Jun 8, 2014

The first week of June (02/06)


The salt mash has not gotten in the full spring mode yet. It’s been a long and (relatively) harsh winter. The marsh is a checkerboard of fresh spring greens and drab winter browns and grays. The little annual glasswart or Salicornia plant is struggling though the last year stubble. 

 Despite its small size, Salicornia is a cool plant: it is called halophyte because this glasswart grows in high salt environments. The plant is not only edible, but highly nutritious containing up to 33% salicornia oil, which is similar to safflower oil. People used to eat it in the past. Nowadays, Salicornia is grown in deserts and wastelands where freshwater is scarce but salt or brackish water is abundant, for high quality animal feed and also biofuel.

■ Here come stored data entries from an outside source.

Issue #20320, opened 2025-07-22
View only by default - Analytics


fang314:
We would like the following analytics for view only by default: 

1. Amount of users that disable view-only by default **in initial prompt**
2. ~Amount of users that decide on automatically eject wallets~
3. Amount of users that enable or disable view-only by default **in settings** page

seibei-iguchi:
I don't understand the difference between the three variants. They are the same thing, at least in the desktop app, and that is already passed along to analytics.

juriczech:
Implement for device disconnect: https://github.com/trezor/trezor-suite/issues/20547#issuecomment-3149968718

PR #20579, opened 2025-08-05
Chore/native/auto eject message on disconnect during discovery

### LINKED ISSUE #20547: Trezor Unplug During Discovery - For new view-only by default behavior
**Context of the problem**
The issue is that when a user unplugs their Trezor during the initial discovery, the process halts, leaving the app in an empty state with no assets remembered. For subsequent discoveries, unplugging within approximately 5 seconds prevents completion, but otherwise, the process may still finalize

**Proposed Solution**
To address this and given we will remember wallets by default, we will implement an error message to inform users that their balances may be incomplete or inaccurate if the device is unplugged during discovery ([meeting notes](https://www.notion.so/satoshilabs/View-only-by-default-unplug-use-case-242dc52606068076a9ddfa2cfa502eb7?source=copy_link))

[Figma Design](https://www.figma.com/design/aybSBSnUWPebHVCpFvVtrj/Auto-eject?node-id=2410-6831&m=dev)

juriczech:
## Related Issue

Resolve https://github.com/trezor/trezor-suite/issues/20547

## Screenshots:

https://github.com/user-attachments/assets/8d6c5bb0-b9b3-4cdb-945d-53298a920665

🔍🖥️ **Suite desktop test results:** [View in Currents](https://app.currents.dev/projects/4ytF0E/runs?branch=chore/native/auto-eject-message-on-disconnect&lookback=7)

🔍🖥️ **Suite web test results:** [View in Currents](https://app.currents.dev/projects/Og0NOQ/runs?branch=chore/native/auto-eject-message-on-disconnect&lookback=7)

🔍🖥️ **Suite native android test results:** [View in Currents](https://app.currents.dev/projects/iUe1Y4/runs?branch=chore/native/auto-eject-message-on-disconnect&lookback=7)

### DIFF
--- a/suite-native/assets/src/components/EjectedDuringDiscoveryWarning.tsx
+++ b/suite-native/assets/src/components/EjectedDuringDiscoveryWarning.tsx
@@ -24,7 +24,7 @@ export const EjectedDuringDiscoveryWarning = () => {
                 <InlineAlertBox
                     title={<Translation id="assets.dashboard.ejectedDuringDiscovery" />}
                     variant="warning"
-                    iconName="trezorDevices"
+                    customIcon={<DeviceItemIcon deviceId={device?.id} iconSize="mediumLarge" />}
                 />
             </Box>
         </Animated.View>
--- a/suite-native/assets/src/components/EjectedDuringDiscoveryWarning.tsx
+++ b/suite-native/assets/src/components/EjectedDuringDiscoveryWarning.tsx
@@ -10,7 +10,13 @@ import {
     selectHasDeviceBeenEjectedDuringDiscovery,
 } from '@suite-native/settings';
 
-export const EjectedDuringDiscoveryWarning = () => {
+type EjectedDuringDiscoveryWarningProps = {
+    hasPadding?: boolean;
+};
+
+export const EjectedDuringDiscoveryWarning = ({
+    hasPadding = false,
+}: EjectedDuringDiscoveryWarningProps) => {
     const device = useSelector(selectSelectedDevice);
     const hasBeenEjectedDuringDiscovery = useSelector((state: SettingsSliceRootState) =>
         selectHasDeviceBeenEjectedDuringDiscovery(state, device?.id),
@@ -20,7 +26,7 @@ export const EjectedDuringDiscoveryWarning = () => {
 
     return (
         <Animated.View>
-            <Box padding="sp8">
+            <Box padding={hasPadding ? 'sp8' : undefined}>
                 <InlineAlertBox
                     title={<Translation id="assets.dashboard.ejectedDuringDiscovery" />}
                     variant="warning"
--- a/suite-native/assets/src/components/EjectedDuringDiscoveryWarning.tsx
+++ b/suite-native/assets/src/components/EjectedDuringDiscoveryWarning.tsx
@@ -1,0 +1,32 @@
+import Animated from 'react-native-reanimated';
+import { useSelector } from 'react-redux';
+
+import { selectSelectedDevice } from '@suite-common/wallet-core';
+import { Box, InlineAlertBox } from '@suite-native/atoms';
+import { DeviceItemIcon } from '@suite-native/device';
+import { Translation } from '@suite-native/intl';
+import {
+    SettingsSliceRootState,
+    selectHasDeviceBeenEjectedDuringDiscovery,
+} from '@suite-native/settings';
+
+export const EjectedDuringDiscoveryWarning = () => {
+    const device = useSelector(selectSelectedDevice);
+    const hasBeenEjectedDuringDiscovery = useSelector((state: SettingsSliceRootState) =>
+        selectHasDeviceBeenEjectedDuringDiscovery(state, device?.id),
+    );
+
+    if (!hasBeenEjectedDuringDiscovery || device?.connected) return null;
+
+    return (
+        <Animated.View>
+            <Box padding="sp8">
+                <InlineAlertBox
+                    title={<Translation id="assets.dashboard.ejectedDuringDiscovery" />}
+                    variant="warning"
+                    iconName="trezorDevices"
+                />
+            </Box>
+        </Animated.View>
+    );
+};
--- a/suite-native/discovery/src/discoveryMiddleware.ts
+++ b/suite-native/discovery/src/discoveryMiddleware.ts
@@ -8,16 +8,20 @@ import {
     deviceActions,
     discoveryActions,
     restartDiscoveryThunk,
+    runAdditionalDiscoveryThunk,
     selectSelectedDevice,
     selectShouldRediscoverNetworks,
     startDiscoveryThunk,
 } from '@suite-common/wallet-core';
 import {
     createAndBackupWalletThunk,
+    isDeviceEventAction,
     recoverWalletThunk,
     selectIsDeviceFirmwareSupported,
 } from '@suite-native/device';
 import {
+    removeDeviceFromEjectedList,
+    selectHasDeviceBeenEjectedDuringDiscovery,
     selectIsCoinEnablingInitFinished,
     setIsCoinEnablingInitFinished,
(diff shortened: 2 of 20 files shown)


suite-native/assets/src/components/EjectedDuringDiscoveryWarning.tsx
```diff
@@ -0,0 +1,32 @@
...
+
+    console.warn('ejected during discovery');
+
+    return (
+        <Animated.View>
+            <Box padding="sp8">
+                <InlineAlertBox
+                    title="Reconnect your trezor to load all assets."
+                    variant="warning"
+                    iconName="trezorDevices"
```
juriczech: TODO: change icon

suite-native/assets/src/components/EjectedDuringDiscoveryWarning.tsx
```diff
@@ -0,0 +1,32 @@
...
+
+export const EjectedDuringDiscoveryWarning = () => {
+    const device = useSelector(selectSelectedDevice);
+    const hasBeenEjectedDuringDiscovery = useSelector((state: SettingsSliceRootState) =>
+        selectHasDeviceBeenEjectedDuringDiscovery(state, device?.id),
+    );
+
+    if (!hasBeenEjectedDuringDiscovery) return null;
+
+    console.warn('ejected during discovery');
```
matejkriz: TODO: delete

suite-native/assets/src/components/EjectedDuringDiscoveryWarning.tsx
```diff
@@ -0,0 +1,32 @@
...
+
+    return (
+        <Animated.View>
+            <Box padding="sp8">
+                <InlineAlertBox
+                    title="Reconnect your trezor to load all assets."
```
matejkriz: TODO: make translatable

matejkriz:
You also mentioned analytics for this here https://github.com/trezor/trezor-suite/issues/20547#issuecomment-3149968718, but it's not implemented here, right? Do you count that as a separate issue/PR?

juriczech:
@matejkriz Analytics are [here](https://github.com/trezor/trezor-suite/pull/20383). Still in draft but after this PR it will be ready for rebase and finishing.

At the first glance, nothing is in common between Salicornia glasswart and the shore fly. But there is more to it that meets the eye. Shore flies (Ephydra spp.) are also halophytes well adapted to saline environments, and are among the most common insects on the salt marshes. 



The larvae of one species, Ephydra riparia, inhabiting the Great Salt Lake in Utah were consumed as food by local Native Americans. Since shore flies are so adapted to live in marginal habitats (one species thrives in pure petroleum pools), there is a tremendous potential to utilize these species for human consumption – enthomophagy, or as protein rich animal food, similarly to the lowly glasswart.